Filename fixer

Recursively rename directories and files with a regexp
Bash JCZD

The story behind fixnames.sh is worth telling : as the FP was working as a network- and sys-admin in a small IT company near Lausanne, his boss informed him he was to stay for the entire weekend. This meant from Friday morning to Sunday evening, and possibly until Monday morning, because a client had decided to change from MacOS systems to Windows. While nobody in their right mind would ever want to do this, the boss would take MacOS’s file manager to drag-and-drop files from one network share to another while requesting the client stop all activity from Friday noon onwards. The reason is that most employees were basically computer illiterates, had no file naming convention whatsoever and would frequently insert pseudo-random characters so that M$ Windows would go berzerk (it’s quite restrictive on filenames). And using Apple’s file manager (At the time, Windows Explorer would behave the same) the thing would just throw an obscure “copy failed” error and halt with no further details ; so the boss’ procedure would be to recursively (and manually) enter the directory, and copy each and every file and subdir until he found which filename was causing the error.

My heart almost stopped.

At this point, it was Monday and I had a few days ahead, so I told him I was putting aside all my current tasks to write a script to automate that. He was very dubious and tried to object, but I told him I refused to stay for the weeked if I didn’t get a chance to try.

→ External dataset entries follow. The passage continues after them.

Issue #22567, opened 2026-06-28
Keeper runtime follow-ups from 2026-06-28 stale-turn audit


jeong-sik:
## Summary

Follow-up tracker for the non-primary findings from the 2026-06-28 Keeper runtime audit.

Primary fix is in draft PR #22566: restarted keepers inherited stale `last_turn_ts`, then `assess_stale_run` killed the fresh fiber before one configured stale window elapsed.

This issue records the adjacent findings that should not be silently dropped while #22566 handles the P0 root cause.

## Evidence

- Symptom: live runtime health reported `keeper_fleet_safety.status=degraded`, `keeper_fibers=1`, and low running fiber margin while multiple keepers were blocked/dead from `stale_turn_timeout(idle_turn(...))`.
- Reproduction condition: parse the last 24h `<RUNTIME_ROOT>/logs/system_log_2026-06-27.jsonl` and `system_log_2026-06-28.jsonl` with cutoff `2026-06-27T10:34:00Z`, then inspect exact `rondo`, `nick0cave`, and `sangsu` restart sequences.
- Attempted: #22566 fixes the restart/lifetime false-positive by gating idle stale classification on the current supervised `started_at` lifetime without mutating `last_turn_ts`.

## Follow-up Classes

1. Fleet reaction capacity collapse after multiple dead/paused keepers.
2. Self-preservation suppression needs re-evaluation after stale-turn false positives are removed.
3. Pending no-progress recovery stimuli can remain attached to non-executable keepers.
4. Bootstrap event queue restore/ack semantics need proof across restart.
5. Restarted keepers can consume bootstrap without completing a real turn before the next sweep.
6. Pause/autoboot/dead bootability interaction is difficult to reason about in health output.
7. Active task owner without executable keeper fiber needs explicit release/quarantine semantics.
8. Anti-rationalization empty evaluator text approving by liveness is a silent-failure risk.
9. Memory librarian empty response/timeout/global slot skips need current-head validation.
10. External prompt resolving empty and falling back to binary prompt is an SSOT risk.
11. Compaction manifest unknown event errors may indicate live binary/schema drift.
12. `source_entries_arg` currently ignores invalid source shape instead of typed rejection.
13. Correction pipeline can still be invalid after deterministic fixes.
14. SSE unknown-session noise should be separated from Keeper runtime warnings.
15. Dashboard token mismatch fallback noise should be separated from Keeper runtime warnings.
[...]

PR #22561, opened 2026-06-28
Classify accept_rejected keeper blockers as contract failures

jeong-sik:
## Summary
- Reclassify persisted `Provider_runtime_error` records that wrap typed masc `accept_rejected` payloads as `completion_contract_violation` blockers.
- Preserve typed empty-turn summaries so dashboard/status no longer presents no-usable-progress as a provider runtime catch-all.
- Clear stale no-progress recovery stimuli on operator resume across live queue, durable pending/in-flight snapshots, and reaction ledger pending state.
- Exclude credentialed non-keeper MCP clients from keeper fleet-safety task-owner blockers, while preserving the degraded signal for unbound keeper assignees.
- Fix the latest-main Dashboard duplicate `inspect_turn_budget` label regression and re-export the completion-contract failure constructor in `keeper_registry_types.mli`.
- Preserve no-progress resume/drop failures so queue cleanup errors are not silently collapsed during keepalive or dashboard resume paths.

## Live evidence
- `/health?full=1` reported runnable keeper fibers, but `rondo` still had `pending_no_progress_recovery_count=1`.
- `/Users/dancer/me/.masc/keepers/rondo/event-queue.json` contained `post_id=no-progress-loop:rondo`.
- The matching reaction-ledger row was `stimulus:3c0d0c6f71739aecb8096f1faab1da93` with no reaction row, explaining why Play could clear the latch while the dashboard still surfaced stale recovery pressure.
- Later `/health?full=1` had `keeper_reaction_ledger.status=ok` and `pending_no_progress_recovery_count=0`, while fleet safety remained degraded only because `task-1547` was assigned to credentialed external client `codex-mcp-client` with no keeper binding.

## Verification
- `ocamlformat --check lib/keeper/keeper_status_bridge_blocker.ml test/test_blocker_class_exhaustiveness.ml`
- `ocamlformat --check lib/keeper_runtime/keeper_event_queue.ml lib/keeper_runtime/keeper_event_queue.mli lib/keeper_runtime/keeper_event_queue_persistence.ml lib/keeper_runtime/keeper_event_queue_persistence.mli lib/keeper/keeper_registry_event_queue.ml lib/keeper/keeper_registry_event_queue.mli lib/keeper/keeper_unified_turn_no_progress.ml test/test_keeper_auto_pause_blocker_persist_12683.ml`
[...]

PR #22575, opened 2026-06-28
fix(health): classify non-keeper task owners as advisory

jeong-sik:
## Summary

- Split active task owner fleet-safety scan into blocking keeper-owner rows and advisory non-keeper client-owner rows.
- Add `Keeper_identity.is_keeper_principal_agent_name` using canonical keeper aliases plus strict dictionary-generated nicknames, so structured client names such as `codex-mcp-client` are not folded into fake keeper names.
- Surface `non_keeper_active_task_owner_count` / `non_keeper_active_task_owners` in health JSON while keeping keeper-fleet status unblocked for client-owned work.

## Runtime Evidence

- Live `/health?full=1` on 2026-06-28 reported:
  - `keeper_fleet_safety.status=degraded`
  - `blocker=active_task_owner_without_executable_fiber`
  - `task_id=task-1547`
  - `agent_name=codex-mcp-client`
  - `reason=no_keeper_binding`
- Backlog record confirms `task-1547` is a claimed client/operator task owned by `codex-mcp-client`, not a configured keeper fiber.

## Evidence

- Local static checks:
  - `ocamlformat --check lib/keeper/keeper_identity.ml lib/keeper/keeper_identity.mli lib/server/server_routes_http_runtime_fleet_scan.ml test/test_server_runtime_bootstrap.ml`
  - `git diff --check`
  - `git diff --cached --check`
- Local Dune build/test intentionally not run: operator requested CI as the OCaml build authority for this investigation.

Follow-up for #22567.

### DIFF
--- a/lib/keeper/keeper_identity.ml
+++ b/lib/keeper/keeper_identity.ml
@@ -75,6 +75,12 @@ let canonical_keeper_name_from_agent_name agent_name =
       else
         None
 
+let is_keeper_principal_agent_name agent_name =
+  let trimmed = String.trim agent_name in
+  is_keeper_agent_alias trimmed
+  || (Nickname.is_dictionary_generated_nickname trimmed
+      && Option.is_some (canonical_keeper_name_from_agent_name trimmed))
+
 (** Phase A F5 (2026-04-27): single source of truth for the
     ["keeper-<name>"] prefix pattern.  Two call sites used to embed
     [String.sub trimmed 0 7 = "keeper-"] manually; both now go through
--- a/lib/keeper/keeper_identity.mli
+++ b/lib/keeper/keeper_identity.mli
@@ -9,6 +9,12 @@ val generate_trace_id : ?now:float -> unit -> string
 val keeper_name_from_agent_name : string -> string option
 val is_keeper_agent_alias : string -> bool
 val canonical_keeper_name_from_agent_name : string -> string option
+val is_keeper_principal_agent_name : string -> bool
+(** [is_keeper_principal_agent_name name] returns true for task-owner
+    principals that should be treated as keeper-owned work: canonical
+    [keeper-<name>-agent] aliases and dictionary-generated keeper nicknames.
+    It intentionally rejects arbitrary three-part client names such as
+    [codex-mcp-client]. *)
 val canonical_keeper_name : string -> string option
 
 val strip_keeper_prefix : string -> string option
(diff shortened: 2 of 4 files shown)


jeong-sik:
Non-keeper classification — direction right; two concerns: string-name identity and overlap with #22561.

Splitting blocking keeper-owner rows from advisory non-keeper-client rows is the right call for fleet safety (the `task-1547` / `codex-mcp-client` evidence). Consolidating the previously inlined `String.sub trimmed 0 7 = "keeper-"` checks into one `is_keeper_principal_agent_name` is a real SSOT improvement.

Two concerns:

**1. Identity is decided by name string, not a typed principal.**
`is_keeper_principal_agent_name : string -> bool` resolves identity from `agent_name` via canonical aliases + `Nickname.is_dictionary_generated_nickname`. That is a classifier over strings: a future client named `keeper-codex-mcp-client` (or any alias collision) is misclassified, and the "dictionary-generated nicknames" set is an implicit allowlist that can drift from the actual keeper roster. The structural question: does the task-assignment / fleet-scan path carry a typed agent principal (or a keeper-binding record) this could match on, instead of re-deriving identity from the display name? If `agent_name` is the only signal at this boundary the name-classifier is unavoidable — but then the allowlist should be derived from the configured keeper roster (the SSOT for "who is a keeper") rather than a parallel alias/nickname dictionary, so the two cannot disagree.

**2. Overlap with #22561.**
#22561's body already lists "Exclude credentialed non-keeper MCP clients from keeper fleet-safety task-owner blockers" with the same `codex-mcp-client` / `task-1547` evidence, and both PRs touch `server_routes_http_runtime_fleet_scan.ml` + `test_server_runtime_bootstrap.ml`. Which subsumes which — is this the identity slice split out of #22561, or a parallel implementation of the same fleet-safety gate? If parallel, they conflict on merge and one should rebase onto the other so "non-keeper owner" has one definition.

Minor: the `String.sub trimmed 0 7` magic 7 for `"keeper-"` — prefer a named prefix constant or `String.length "keeper-"` so the 7 is not bare.

Build deferred to CI.

jeong-sik:
Closing as superseded by current `main` and less safe to rebase.

During conflict resolution I compared the incoming branch against latest `origin/main`. Main already has the safer behavior: credentialed external non-keeper clients are reported as advisory rows without becoming keeper-fleet blockers. This branch tries to add a broader fallback using `Keeper_identity.is_keeper_principal_agent_name`, which would classify arbitrary non-keeper-looking task owners as advisory. That is weaker than the current mainline guard and matches the earlier review concern about string-name identity.

So I am not force-pushing a conflict resolution here. The correct path is to keep the mainline credentialed-client implementation and avoid reintroducing a broader name-shape heuristic.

So in the course of the next few days, I wrote this script ; what took me the longuest was to run it on a copy of the client’s 12k or so files, discovering the absurdities users would come up with (such as duplicating files (this script sort-of fixes them) so I could write a suitable regex.

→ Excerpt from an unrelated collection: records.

PR #22588, opened 2026-06-28
fix(memory): back off failed librarian attempts

jeong-sik:
## Summary
- add typed librarian extraction errors for empty provider output, timeout/transport failure, prompt render failure, missing clock, and fact-upsert failure
- separate semantic structured success from completed non-success attempts with cadence_record_attempt
- defer the next librarian attempt after unstructured fallback or typed provider/append failures, while keeping skipped work such as provider-slot busy immediately due
- update retry/cadence tests and Memory OS fallback coverage

Tracker: #22567

## Verification
- ocamlformat --check lib/keeper/keeper_librarian_runtime.ml lib/keeper/keeper_librarian_runtime.mli test/test_keeper_librarian_retry.ml test/test_keeper_memory_os.ml
- git diff --check
- focused local Dune wrapper was attempted but refused because an existing bare process is running: dune build @fmt --root .

CI is the build authority for this branch.

PR #22590, opened 2026-06-28
fix(keeper): stop no-progress pause self-stimulus

jeong-sik:
## Summary
- stop `mark_loop_detected` from enqueueing a synthetic `No_progress_recovery` stimulus when the no-progress safety latch pauses a keeper
- keep the latch as an operator-resume/manual-pause boundary instead of a no-data self-wake
- add a regression asserting successful no-progress pause leaves the keeper event queue empty

## Root Cause
Current live logs after runtime start showed repeated consumption/restoration of `no-progress-loop:*` stimuli, e.g. executor/taskmaster consuming `No_progress_recovery` and then restoring one pending stimulus again on later turns.

The producer was `mark_loop_detected`: it enqueued a no-progress recovery stimulus before attempting the manual pause. On a successful pause, that no-data stimulus remained durable and could force another empty turn after resume via the event-queue override.

## Validation
- `ocamlformat --check lib/keeper/keeper_unified_turn_no_progress.ml test/test_keeper_auto_pause_blocker_persist_12683.ml`
- `git diff --check`
- `scripts/dune-local.sh build test/test_keeper_auto_pause_blocker_persist_12683.exe` was attempted but refused because bare Dune processes are already holding the shared Dune lane:
  - `55271 55262 dune build --root . --no-print-directory lib/`

### DIFF
--- a/lib/keeper/keeper_unified_turn_no_progress.ml
+++ b/lib/keeper/keeper_unified_turn_no_progress.ml
@@ -1,19 +1,8 @@
-(** No-progress loop recovery helpers for the unified keeper turn. *)
+(** No-progress loop pause helpers for the unified keeper turn. *)
 
 let failure_reason_code = "no_progress_loop"
 
 let recovery_post_id ~keeper_name = "no-progress-loop:" ^ keeper_name
-
-(* RFC-0020: the no-progress recovery stimulus carries no data — the consumer
-   only branches on the kind. streak/threshold are recorded in the failure
-   reason / blocker detail by the caller, not in the stimulus payload. *)
-let recovery_stimulus ~now ~keeper_name =
-  { Keeper_event_queue.post_id = recovery_post_id ~keeper_name
-  ; urgency = Keeper_event_queue.Immediate
-  ; arrived_at = now
-  ; payload = Keeper_event_queue.No_progress_recovery
-  }
-;;
 
 let mark_loop_detected ~(config : Workspace.config) meta ~streak ~threshold =
   let detail =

On Thursday afternoon and after a final check run on other client’s backups, the script was ready and demonstrated to the boss : more than 12k files were checked and renamed at a rate of around 1k files a minute, additionally freeing some disk space. From then on, my boss never objected to my suggestions and made me join the dev team.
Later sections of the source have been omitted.